# Roundover a 45 miter joint



## DavidI (Sep 10, 2014)

Building a small box for a cremation urn. I've joined the sides with 45 degree miters. I'd like to soften the outer edges with a round-over routing. If it were just a butt joint, I'd be routing a single piece of wood. I believe, though, the fact that the edges are glued together will provide enough support and negate the fact that the edges of each piece are really thin pieces (hope that makes sense). So in short, does anyone see any problem with doing a round over on an edge that is to pieces glued on 45 miter?


----------



## John Smith_inFL (Dec 15, 2017)

depending what is "really thin", I would start with a sanding block,
then to the foam flexible sanding block before a power tool.
or even a small block plane if you have one.

.


----------



## 000 (Dec 9, 2015)

You didn't mention the type of wood. Some species are more prone to splintering at the point.
(on what you call the thin section, I call the point)

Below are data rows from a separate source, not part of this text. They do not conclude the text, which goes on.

PR #769, opened 2019-10-23
Security fixes for OWASP

andyhd:
* Ensure CSRF and session cookies are HTTP only and sent over HTTPS
* Disable client-side caching (static files are served by Nginx with caching allowed)
* Enable XSS protection
* Disable content-type sniffing


obutterbach:
Good job, thank you 👍

PR #770, opened 2019-11-04
Notify team slack on creation of superuser

andyhd:
Notify the team via Slack when a user is granted superuser status, or is created as a superuser.

There may be a double notification when creating a superuser via the REST API, but this should be a very rare occurrence.

This will need an update to the `cpanel` helm chart to provide a Slack API token.


controlpanel/settings/common.py
```diff
@@ -555,3 +555,9 @@
 AIRFLOW_SECRET_KEY = os.environ.get('AIRFLOW_SECRET_KEY')
 AIRFLOW_FERNET_KEY = os.environ.get('AIRFLOW_FERNET_KEY')
 
+
+# -- Slack
+SLACK = {
+    "api_token": os.environ.get('SLACK_API_TOKEN'),
```
xoen: If this is required (it is) I'd use `[]` instead of `get()` so that we blow up early if misconfigured instead of having a broken CP running and raising exceptions.

andyhd:
The only way to avoid multiple calling places is to pass the request user to the model save method, but I can't think of a way to do it that is less cluttered. We can notify that the superuser was created or updated in the model if we don't require that the message include the username of the creator/grantor.

controlpanel/api/models/user.py
```diff
@@ -84,9 +84,14 @@ def reset_mfa(self):
...
     def save(self, *args, **kwargs):
         try:
-            User.objects.get(pk=self.pk)
+            existing = User.objects.get(pk=self.pk)
+
         except User.DoesNotExist:
             cluster.User(self).create()
+            if self.is_superuser:
+                slack.notify_team(
+                    f"`{self.username}` was created as a superuser"
```
xoen: Do we get a double notification when a user is created as superuser? (is it even possible to do so? I thought users created themselves when they logged in and then someone else could make them superuser if required)

xoen:
Oh that's annoying I see. Still not sure why this needs to happen in 3 places. Isn't adding this in one place only in the view enough?

You could still potentially get the user from the request as we did in other places as it feels better to do that at model level rather than at views level (e.g. if for whatever reason we add other ways of making someone a superuser we'll have to make sure the notification code is in the new views as well for example)

andyhd:
The reasons notifications are sent in 3 places are because:
1. The user can be created as a superuser or granted superuser access from the Python shell, or programmatically (for example by migrations) - in this case, there is no request and so no way to tell who performed the action. Arguably, this notification is unnecessary, because if someone has access to the shell, that they have granted superuser access to a user is a lesser concern.
2. The user can be created as a superuser or granted superuser access via the REST API. In reality, this will likely never happen. The REST API has very few clients and they do not create or modify users. Probably the correct thing to do here is remove the ability to create or modify users from the REST API.
3. The user can be granted superuser access via the frontend. This is the main use case, and probably the only place the notification really needs to be sent from.

andyhd:
If we add new ways of making someone a superuser (why would we?), then the person who implements that code will be responsible for sending a notification. Passing the request user to the model save method is not straightforward, as we use DRF ViewSets and other abstractions to save the model. Adding code to pass the request user would likely end up more complicated than what is presented here. YAGNI + KISS

xoen:
Thanks for the comment that confirm what I thought about the reasons to have this in 3 places.

I wouldn't care about 1. too much and we could also probably ignore 2. as "In reality, this will likely never happen" and that leaves case 3. which cover most of the cases.

So maybe we can be happy with just having the notification sent if someone use the CP to make someone else a superuser - IMHO of course. That would mean less code.

andyhd:
Following our conversation, I'll use the `CrequestMiddleware` to get the requesting user (if possible)

r4vi:
@andyhd I was kind of hoping we'd eventually get rid of `CrequestMiddleware` :cry:

controlpanel/api/slack.py
```diff
@@ -0,0 +1,20 @@
+from django.conf import settings
+import slack
+
+
+CREATE_SUPERUSER_MESSAGE = "`{username}` was created as a superuser"
+GRANT_SUPERUSER_ACCESS_MESSAGE = "`{username}` was granted superuser status"
+
+
+def notify_team(message, request_user=None):
```
xoen: This function doesn't need to depend on the whole thing, it just needs a username.

To be honest I preferred this before when it was simpler and it was just getting a string (as it's potentially more reusable).

controlpanel/api/slack.py
```diff
@@ -0,0 +1,20 @@
+from django.conf import settings
+import slack
+
+
+CREATE_SUPERUSER_MESSAGE = "`{username}` was created as a superuser"
+GRANT_SUPERUSER_ACCESS_MESSAGE = "`{username}` was granted superuser status"
```
xoen: I think the "constants" are overkill, if we really want to have these as "constants" I'd prefer to have them close to the place where they're used as at the end of the day this `slack` module is not concerned with the specific messages sent, it just needs a string to sent to the team channel.

controlpanel/api/slack.py
```diff
@@ -0,0 +1,20 @@
...
+    token = settings.SLACK['api_token']
+    if token:
+        if request_user:
+            message = f"{message} by `{request_user.username}`"
+        slack.WebClient(token=token).chat_postMessage(
+            as_user=False,
+            username=f"Control Panel [{settings.ENV}]",
+            channel=settings.SLACK["channel"],
+            text=message,
+        )
```
xoen: So potentially the Slack `token` could be blank/not set but we don't want to blow up.
Maybe send a message is still worth and it may also help to document this design decision in the best scenario...
...and worst case scenario if we were expecting a notification in Slack and it didn't happen the logs would tell us why.

controlpanel/api/models/user.py
```diff
@@ -83,10 +83,28 @@ def reset_mfa(self):
...
+
         try:
-            User.objects.get(pk=self.pk)
+            existing = User.objects.get(pk=self.pk)
+
         except User.DoesNotExist:
             cluster.User(self).create()
+            if self.is_superuser:
+                slack.notify_team(
+                    slack.CREATE_SUPERUSER_MESSAGE.format(username=self.username),
```
xoen: these "constants" from the other module are probably overkill, IMHO.

controlpanel/api/models/user.py
```diff
@@ -83,10 +83,28 @@ def reset_mfa(self):
...
+                    request_user=request_user,
```
xoen: Makes more sense to change to `username=request_user.username` IMHO as the `slack.notify_team()` doesn't really need the coupling and dependency with the `User` model (or whatever type it's the request user).

controlpanel/api/slack.py
andyhd: I disagree. This module is the interface between the Control Panel and the Slack client. The Slack client is only concerned with sending strings to the channel. The rest of the Control Panel code is only concerned that a notification is sent. This module is concerned with how that notification is sent (via Slack) and how it is formatted.
The strings should be constants, because we test that they are sent and if we change the contents of the message (but not the reason they are sent), then we would also have to update the tests.
The constants belong in this module because they are Slack notifications, and not used for logging or flash messages, for example. If we add more Slack notifications on other events and kept the message strings alongside their use, we would have notification strings spread throughout the codebase instead of gathered here in the relevant Slack module.

controlpanel/api/slack.py
andyhd: I agree, I think I changed it to pass the user for some intermediate change to do with the other calling places that were then removed.

controlpanel/api/slack.py
andyhd: The problem is that if the settings module raises an exception getting the token, then tests cannot run. I realise now that this does not work either - I have a better solution coming.

controlpanel/api/slack.py
xoen: I think we disagree then.

> This module is concerned with how that notification is sent (via Slack) and how it is formatted

Not really because I can `import slack; slack.notify_team("I like icecream")` and that's perfectly legit from the slack module perspective.

If you want this module to be more specific and have more control over the kind of messages sent to slack this should pull more weight, e.g.

```python
def notify_made_superuser(granted_by, username):
    # generate "{granted_by} made {username} a superuser"
    # use constants or whatever
    msg = "..."
    _notify_team(msg)

def _notify_team(msg):
    # just the logic to send messages to Slack
    pass
```

If we go this route (which may have sense if you think the responsibility of this module is to control which notifications are sent to Slack) this means the logic to add the `by John Doe` would go in here rather than in the model and I'd like that.

xoen: Before I forget, is it actually possible for a superuser to create another superuser before they even logged in? I thought a user was created only when they logged in the first time (sorry if I'm missing something), if that's the case you may not need the `CREATE_SUPERUSER_MESSAGE` and you could possibly simplify the logic a bit.

controlpanel/api/slack.py
xoen: Yeah I get that you may not want to send the notification going during tests etc...having a warning in the logs seems sensible.

Awesome about the improved solution ☺️

controlpanel/api/models/user.py
xoen: see new comment on potentially move this formatting inside the `slack` module if you want to enforce the kind of notifications sent and keep them all in the same place.

controlpanel/api/models/user.py
```diff
@@ -83,10 +83,28 @@ def reset_mfa(self):
...
             cluster.User(self).create()
+            if self.is_superuser:
+                slack.notify_team(
+                    slack.CREATE_SUPERUSER_MESSAGE.format(username=self.username),
+                    request_username=request_username,
+                )
+
+        else:
+            if self.is_superuser and not existing.is_superuser:
+                slack.notify_team(
```
xoen: If we go for having this like this I think would be more clear to have the use of the `existing` variable closer to the query rather than in this `else` block, e.g.:

```python
try:
    existing = User.objects.get(pk=self.pk)
    if self.is_superuser and not existing.is_superuser:
        # stuff in `else` block
except User.DoesNotExist:
    # ... same
```

andyhd: No, putting more code into the `try...except` block is worse, because we are not handling any exceptions raised in that code.

controlpanel/api/slack.py
andyhd: You are right about having a function like `notify_superuser_created(username, by_username)` - I will do that.
It is possible to create a new user as a superuser before they login programmatically or via the shell - this would also create their k8s namespace and IAM role, etc. You would have to know their Github ID.

controlpanel/api/models/user.py
xoen: Yeah but the if/sent notification in the `try` is the happy path, that's not exception handling, that's normal flow.

To be honest I personally don't like overusing exceptions for normal control flow like this, this could be written without having to use `try`/`catch` and it could be more readable, e.g.:

```python
if existing = User.objects.filter(pk=self.pk).first():
  # send notification about existing user becoming superuser
else:
  # send notification about new superuser user created
```

IMHO of course.

andyhd: Using exceptions for flow control is Pythonic.

andyhd: But I agree, your way is more readable.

A sharp router bit and you should be fine. 
If you notice any splintering you can go the other direction and do a climb cut.
You should be fine using a router.


----------



## bondogaposis (Dec 18, 2011)

Normally I would say go for it, but the "really thin" part makes me hesitate. Two things to consider are the radius of the bit and how thin is "really thin". You will be removing material so it will be possible to remove so much that there is nothing left to hold it together. Caution, here.


----------



## DavidI (Sep 10, 2014)

Wood is canary. I attached some pics. By "thin", just meant that the edge of each piece of wood gets thin because of the 45. But it's now glued, so one mass that I'm running a round over on. Basically looking to round over all outside edges (after I finish the lid, of course). Btw, I'd be using a 5/16" radius bit. Brand new Freud Quadra Cut. walls are 1/2" thick.


----------



## bondogaposis (Dec 18, 2011)

I think it will be fine. You can easily tell by setting a compass to 5/16" and setting the point on the glue line and swinging an arc. You will see how much material will be removed.


----------



## DavidI (Sep 10, 2014)

I think that part is ok. I'll measure to be 100%. In the end, it's probably a stupid question. Was just thinking if I was risking anything unusual in the area of tearing and such by rounding the outer edge of mitered joints like this.


----------



## waho6o9 (May 6, 2011)

Not a stupid question at all.

I would use a backer board on each end to prevent tear out.

Practice on scrap if you have some.


----------



## Andybb (Sep 30, 2016)

It's almost done and it looks perfect. I'd keep power tools at least ten feet away from it at all times.


----------